Actually, as far as parables go, I think the film is much more interesting in its kinship to the zombie genre. A few years ago I delivered a paper in London (at the Cine-Excess conference) on the zombie film as a rather playful indulgence of a collective and accelerating social death-drive. Zombies are scary—particularly those British ones that cheat by running extra-fast—but there’s also something exhilarating in seeing the entirety of our social world absolutely destroyed. After all, what’s so bad about being a zombie? You’re still somewhat sentient, apparently, certainly more so than if you just watched 100 Ways to Leave a Game Show or paid actual attention to the last Katy Perry CD all the way through. Moreover, the only thing that can kill you is a clean brain shot—and once everyone else in the world is also a zombie, that isn’t very likely to happen. Zombies don’t have to work or pay mortgages or worry about their personal appearance anymore---what’s not to like?

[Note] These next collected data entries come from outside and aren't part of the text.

PR #654, opened 2023-04-05
Add scheduled migrations

joshbwlng:
Change-type: minor

---

WIP

---

Currently working on something like this:
- Add a new `scheduled job` resource to the `migration` model
- Add hooks for creating/managing `scheduled job`s
- Schedule executions using `node-schedule` on creation (we also use this for jobs in `open-balena-api`)
- Also re-schedule existing but not yet executed `scheduled job`s during system setup using `node-schedule`
- Add ability to register job handlers (similar to hooks), each with a unique name
  - `scheduled job` resources must specify the `name` of their handler and `parameters` required by the handler
  - `parameters` is a free-form json object stored in the db, retrieved by pine and passed to the handler on execution
- Add retry/backoff logic for failed executions
  - Should be configurable with sane defaults?
  - Very useful when working with external services that could be down or rate limit requests

Note: Will try breaking away from using existing migration functionality as it now feels forced and unnecessary.


src/sbvr-api/sbvr-utils.ts
```diff
@@ -641,6 +643,22 @@ export const executeModels = async (
 						}
 					}
 				}
+				if (model.modelName === 'migrations') {
+					sbvrUtils.addPureHook('POST', 'migrations', 'scheduled_migration', {
```
joshbwlng, line 647: TODO: Move this to possibly `src/migrator/hooks.ts`.

src/migrator/sync.ts
```diff
@@ -52,6 +54,14 @@ export const run = async (tx: Tx, model: ApiRootModel): Promise<void> => {
 	return $run(tx, model, runnableMigrations);
 };
 
+export const schedule = async (date: Date, key: string, callback: () => Promise<void>): Promise<void> => {
```
joshbwlng, line 57: TODO: `callback` should instead probably be a `Migration` instead of a generic function.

If anything, Rise is even more candid and enthusiastic than most zombie films in indulging our desire to watch humankind snuff it—you’re on your feet by the end cheering the primate army as they hoist us brainiacs by our own R&D petard. Hurray for the noble apes! Hurray we’ll all be coughing up blood and dying soon! True, it’s a shame the death of humanity will mean no more incredible specimens like James Franco, Freida Pinto, and the hypothetical primates they might spawn, but that’s a small price to pay for exterminating assholes like that guy in the Ape house with the cattle prod or the pilot-neighbor-from-hell living next door. If I had a neighbor like that, I’d be personally injecting local raccoons with anything I could find in the hopes that one would eventually turn sour and spray his patio furniture with some form of mutantly toxic urine.
So kudos once again, Hollywood, for getting it right this time. I eagerly await the next installment when all the CGI Apes are rather surrealistically talking (which I hope will be even weirder than imagining Roddy McDowell’s mouth flapping behind the latex in the original series). I also hope the sequel has the guts to show thousands of Americans waiting around to die from the mutant virus, sad they will soon be no more, but ecstatic that they didn’t have to see their tax dollars wasted on government medical research or to support the implementation of Obama’s goddamn socialized medicine scheme.